A leading Catholic theologian has warned that the Catholic Church in Ireland is in danger of becoming a culturally irrelevant minority if it does not engage with the modern world.

Fr Gerry O'Hanlon, former Provincial of the Jesuit order, was responding to Thursday's census figures showing a 74pc surge in the number of people marking themselves down as having "no religion".

Although 78pc still classify themselves as "Catholics", Fr O'Hanlon says many of these were "cultural Catholics".

He questioned the extent to which Jesus mattered in their lives.

The Jesuit theologian said this week's census shows that the church needs to read the signs of the times to allow the voices of lay people to be heard and in particular women.

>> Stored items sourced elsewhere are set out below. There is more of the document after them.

PR #4020, opened 2024-05-22
Migrate docker CLI to API v2

frrist:
# What
- Migrates `docker run` to use the model**s** package and the V2 client for job submission.
- adds several new flags to the docker commands which may be found in `cmd/util/flags/cliflags/job.go` 
- marks some existing flags (`--concurrency`, and `--selector`) as deprecated. 

The deprecation process for flags we plan to remove is as follows:
- Hide the old flag - it no longer appears in help, but can still be used. This keeps things working for existing users, and prevents new users from adopting patterns we are moving away from.
- Mark old flag as deprecated - a warning will be displayed if users use it.
- Implement the new flag definition and wire up to command
- Accept a value from either the new or old flag values when command runs. If the old one was used we convert its value to align with new expectations. Otherwise proceed as normal.
- Ensure a deprecated flag and its replacement cannot be passed simultaneously. 
  - For example the command `bacalhau docker run --count=2 --concurrency=2 ubuntu:latest echo "hello world"` returns the error: `if any flags in the group [count concurrency] are set none of the others can be; [count concurrency] were all set` (this is a feature of Cobra, our CLI package)


wdbaruni:
Why are you creating a new PR and not continuing with https://github.com/bacalhau-project/bacalhau/pull/3970?

cmd/cli/docker/docker_run.go
```diff
@@ -106,143 +95,88 @@ func newDockerRunCmd() *cobra.Command { //nolint:funlen
...
-func dockerImageContainsTag(image string) bool {
-	if strings.Contains(image, ":") {
-		return true
-	}
-	if strings.Contains(image, "@") {
-		return true
+	// Normalize and validate the job spec
+	job.Normalize()
+	if err := job.ValidateSubmission(); err != nil {
+		return nil, fmt.Errorf("%s: %w", userstrings.JobSpecBad, err)
```
wdbaruni, line 178: is there a way to put job normalization, validation, submission, and printing of progress in one place shared between `docker run`, `wasm run` and `job run`?

cmd/cli/get/get_test.go
```diff
@@ -125,6 +126,7 @@ func (s *GetSuite) getDockerRunArgs(extraArgs []string) []string {
 // it makes it's own folder to put the results in and does not splat results
 // all over the current directory
 func (s *GetSuite) TestDockerRunWriteToJobFolderAutoDownload() {
+	s.T().Skip("--download not supported in v2")
```
wdbaruni, line 129: why is `--download` not supported?

cmd/cli/helpers/todo.go
```diff
@@ -0,0 +1,76 @@
...
+	"github.com/spf13/cobra"
+	"sigs.k8s.io/yaml"
+
+	"github.com/bacalhau-project/bacalhau/cmd/util/flags/cliflags"
+	"github.com/bacalhau-project/bacalhau/pkg/models"
+)
+
+func JobToYaml(job *models.Job) (string, error) {
+	yamlBytes, err := yaml.Marshal(job)
+	if err != nil {
```
wdbaruni, line 15: what is the purpose of this file and why is it called `todo.go`?

cmd/util/flags/cliflags/job.go
```diff
@@ -0,0 +1,232 @@
...
+
+func (j *JobSettings) Type() string {
+	if j.cmd.Flags().Changed("target") {
+		jobType := models.JobTypeBatch
+		if j.legacy.targetingMode == model.TargetAll {
+			jobType = models.JobTypeOps
+		}
+		return jobType
+	}
+	return j.jobType
```
wdbaruni, line 48: Lets discuss with product about this flag and moving from `--target` to `--job-type`. As I mentioned before, I am questioning enabling users to submit long running jobs using declarative approach

cmd/util/flags/cliflags/job.go
```diff
@@ -0,0 +1,232 @@
...
+
+const RegexString = "A-Za-z0-9._~!:@,;+-"
+
+func IsSafeAnnotation(s string) bool {
+	matches := SafeAnnotationRegex().FindString(s)
+	return matches == ""
+}
+
+func returnAllEmojiString() string {
+	//nolint:lll,stylecheck // exception for one time string
```
wdbaruni, line 86: is this the best way to do this? we are using label selector library from k8s, and I am sure we can use something from that library for label validation

cmd/util/flags/cliflags/job.go
```diff
@@ -0,0 +1,232 @@
...
+	labels []string
+	// Deprecated: use 'JobSettings.constraints'
+	selectors string
+	//Deprecated: use `JobSettings.count`
+	concurrency int
+}
+
+func DefaultJobSettings() *JobSettings {
+	return &JobSettings{
+		name:        "main",
```
wdbaruni, line 131: "main" should be the name of the task and not the job

cmd/util/flags/cliflags/job.go
```diff
@@ -0,0 +1,232 @@
...
+		namespace:   "default",
```
wdbaruni, line 132: use `models.DefaultNamespace`

cmd/util/flags/cliflags/job.go
```diff
@@ -0,0 +1,232 @@
...
+		panic(err)
+	}
+	if err := fs.MarkDeprecated("target", "use --type"); err != nil {
+		panic(err)
+	}
+
+	// NB(forrest): the `label` flag is replacing `labels` flag. Hide the `labels` flag and add deprecation notice.
+	fs.StringToStringVar(&s.labels, "label", s.labels,
+		`List of labels for the job. Enter multiple in the format '-label a -label 2'.
+All characters not matching /a-zA-Z0-9_:|-/ and all emojis will be stripped.`)
```
wdbaruni, line 193: we are using plural format for similar flags, including `--labels` with `bacalhau serve`

wdbaruni (commented):
Minor comments, but overall looks great. Please don't force push future commits to help review changes faster ;)

cmd/cli/docker/docker_run.go
```diff
@@ -106,143 +95,88 @@ func newDockerRunCmd() *cobra.Command { //nolint:funlen
...
+}
+
+func build(args []string, opts *DockerRunOptions) (*models.Job, error) {
+	image := args[0]
+	parameters := args[1:]
+	engineSpec, err := engine_docker.NewDockerEngineBuilder(image).
+		WithParameters(parameters...).
+		WithWorkingDirectory(opts.WorkingDirectory).
+		WithEntrypoint(opts.Entrypoint...).
+		WithEntrypoint(opts.EnvironmentVariables...).
```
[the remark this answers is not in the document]
frrist: Indeed, good catch.

cmd/cli/docker/docker_run.go
frrist: Yes, although I'd like to wait on unification across the the CLI's until we migrate wasm to the new API spec. That alright with you?

cmd/cli/get/get_test.go
frrist: The printer logic used by V2 CLIs does no have support for downloads - e.g. the job run command doesn't support these auto download flags. We can either address this in a follow on where we unify auto download flags across all CLIs. Or I can attempt to address this now and preserve the existing flag. Which would you prefer?

cmd/cli/helpers/todo.go
frrist: It contains helper methods to be used by various CLIs, just not sure what to name the file - will go with `helpers.go` unless an alternative is proposed here.

cmd/util/flags/cliflags/job.go
frrist: This code is ported over from the [legacy job CLI package](https://github.com/bacalhau-project/bacalhau/blob/main/pkg/legacyjob/emojiarray.go) in an attempt to preserve backwards compatibility. I think the better way would be using the validation provided by the K8s selectors, but that would mean a breaking change to the `labels` flag. 

Generally speaking there isn't a straight forward way maintain compatibility across this flag since
- Previously labels were a string slice: https://github.com/bacalhau-project/bacalhau/blob/main/pkg/model/job.go#L230
- Now they are a map of strings: https://github.com/bacalhau-project/bacalhau/blob/main/pkg/models/job.go#L99

To accommodate this change we must accept and parse the flags differently on the CLI and include a [plural flag name](https://github.com/bacalhau-project/bacalhau/pull/4020#discussion_r1615175328) for the map case. When we accept a slice instead of a map we migrate it to a map with empty keys: https://github.com/bacalhau-project/bacalhau/blob/main/pkg/models/migration/legacy/from.go#L34. But empty keys are considered invalid by the k8s label package.

My suggestion here, if you're willing to move forward with it, would be to drop the flag that accepts a slice and make this a breaking change only in the context of this flag. what do you think?

cmd/util/flags/cliflags/job.go
frrist: see https://github.com/bacalhau-project/bacalhau/pull/4020#discussion_r1619426801

cmd/util/flags/cliflags/job.go
frrist: What should be the default name of the job? Seems we still need to set one..

Now that I have merged this with main and compared with the changes made in https://github.com/bacalhau-project/bacalhau/pull/4005 I see we are setting the job name to the ID: https://github.com/bacalhau-project/bacalhau/blob/main/pkg/models/job.go#L166 this Normalization will work on the server side after the job has been submitted and an ID has been created, but the change is causing failures in this branch as the ID isn't set on the client side and Validate thus returns an error: https://github.com/bacalhau-project/bacalhau/blob/main/pkg/models/job.go#L214

How would you like to address this issue?

cmd/util/flags/cliflags/job.go
frrist: Disregard previous comment, I was using the wrong validate method.

Afshinam1489 (commented):
Azadam

cmd/cli/docker/docker_run_cli_test.go
```diff
@@ -0,0 +1,333 @@
...
+			flags: []string{"image:tag", "--workdir=/dir"},
+			assertJob: func(t *testing.T, j *models.Job) {
+				defaultJobAssertions(t, j)
+				task := j.Task()
+				defaultTaskAssertions(t, task)
+
+				ds, err := dm.DecodeSpec(j.Task().Engine)
+				require.NoError(t, err)
+				assert.Equal(t, "image:tag", ds.Image)
+				assert.Equal(t, "/dir", ds.WorkingDirectory)
```
Afshinam1489, line 84: Azadam

cmd/cli/docker/docker_run.go
wdbaruni: yeah sound good

cmd/cli/get/get_test.go
wdbaruni: I see. My preference to preserve the existing flag and address this as part of this change. I don't want merging this PR to block the release pipeline, and we shouldn't release without it

cmd/util/flags/cliflags/job.go
wdbaruni: We don't need separate flags. What I am trying to say is if k8s selectors enable emoji's, then we don't need to prevent them, and if they have additional validations, then we should enforce them. We shouldn't categorize this as a breaking change as most likely the additional validations are not common cases that will break our limited set of existing users.

As for existing labels being a slice, and new ones being key/value, we've discussed this before that we can still accept a slice of strings and parse them as keys with empty values. We don't need to document this so we can stop the bleeding, but we don't need to break all existing submissions and we don't need to continue supporting two different flags

cmd/util/flags/cliflags/job.go
```diff
@@ -229,11 +182,10 @@ Matching objects must satisfy all of the specified label constraints.`)
...
 	// NB(forrest): don't allow the legacy flag name to be used together with the new flag name.
 	cmd.MarkFlagsMutuallyExclusive("count", "concurrency")
-	cmd.MarkFlagsMutuallyExclusive("labels", "label")
 	cmd.MarkFlagsMutuallyExclusive("selector", "constraints")
 	cmd.MarkFlagsMutuallyExclusive("target", "type")
 	//NB(forrest): we require the name with the type.
 	// TODO (forrest): FOR REVIEW this ais a question for PRODUCT cc Aronchick
 	// - do we want to support type? do we want a dtype flag for each kind of job? --type-ops, --type-daemon, etc?
-	cmd.MarkFlagsRequiredTogether("type", "name")
+	//cmd.MarkFlagsRequiredTogether("type", "name")
```
wdbaruni, line 190: I think this is the only item left to merge the PR. My preference is to decouple the introduction of `--type` flag and enabling different submitting long running job types through `docker run` from this PR as it might take time to convey the problem to product and align on a decision, specially that no one asked for this yet.

Afshinam1489 (changes requested):
Azaawd

Afshinam1489 (changes requested):
Azawd

cmd/cli/docker/docker_run.go
```diff
@@ -1,23 +1,22 @@
...
 	"github.com/bacalhau-project/bacalhau/cmd/util/flags/configflags"
 	"github.com/bacalhau-project/bacalhau/cmd/util/hook"
-	"github.com/bacalhau-project/bacalhau/cmd/util/parse"
 	"github.com/bacalhau-project/bacalhau/cmd/util/printer"
-	"github.com/bacalhau-project/bacalhau/pkg/bacerrors"
-	legacy_job "github.com/bacalhau-project/bacalhau/pkg/legacyjob"
-	"github.com/bacalhau-project/bacalhau/pkg/model"
+	engine_docker "github.com/bacalhau-project/bacalhau/pkg/executor/docker/models"
+	"github.com/bacalhau-project/bacalhau/pkg/models"
+	"github.com/bacalhau-project/bacalhau/pkg/publicapi/apimodels"
```
Afshinam1489, line 18: Azaawde

cmd/util/flags/cliflags/job.go
frrist: From our sync on this: We will maintain one flag for labels that accepts either keys or key values and leverage the k8s validation.

cmd/util/flags/cliflags/job.go
frrist: I have removed the type flag from the command. `target` remains on the command with the same behavior as before.

cmd/util/flags/cliflags/job.go
frrist: addressed

wdbaruni (approved):

cmd/cli/get/get_test.go
frrist: Tracking for this here. Will implement once the wasm CLI is migrated: https://github.com/bacalhau-project/bacalhau/issues/4058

"Women are stalwarts of the Catholic Church when it comes of attendance and participation. The role of women in the church, as it is now, is unacceptable in modern times."

Fr O'Hanlon said Pope Francis wanted to change the role of women, and he urged the Bishops to embrace his ideas more enthusiastically.

"The Pope set up a commission to look at the issue of women becoming deacons and he wants women to be part of decision making." He said: "The census shows that Archbishop of Dublin Diarmuid Martin was right when he warned the church is in danger of becoming a culturally irrelevant minority."

Fr O'Hanlon said the church will have to find a way of re-engaging with young people if the Archbishop's worst fears are not to be realised.

"Otherwise it will be a much smaller traditionalist church. It would be seen as a safe haven to ease people's fears, but it needs to be vibrant and engaged with the issues of today."

The census showed that the decline of the church is particularly acute in parts of Dublin, with one-in-three of the population there now classed as non-Catholic.

Up to 45pc who define themselves as having "no religion" are in the 20-39 age bracket.

Responding to the fall-off in numbers, the Archdiocese of Dublin is trying to attract millennials with events, promoted through social media.

These include a Friday night gig called Encounter in St Paul's Church in the centre of Dublin. It includes live acoustic music and prayer with "pizza and refreshments" afterwards.

The Archdiocese is also trying to attract young people with a special book club and organised hikes through the Dublin mountain.

Ger Gallagher of the Archdiocese's Office of Evangelisation says: "If we are to attract young people we have to innovate. We cannot stand still."

Tom Inglis, Associate Professor of Sociology at UCD, said the church, the local Catholic school and the GAA are still pillars of the local community in many rural areas.

"They are inter-related in the parish, but in many areas the GAA has replaced the church as the main centre of community life, and you could say sport has become the new religion."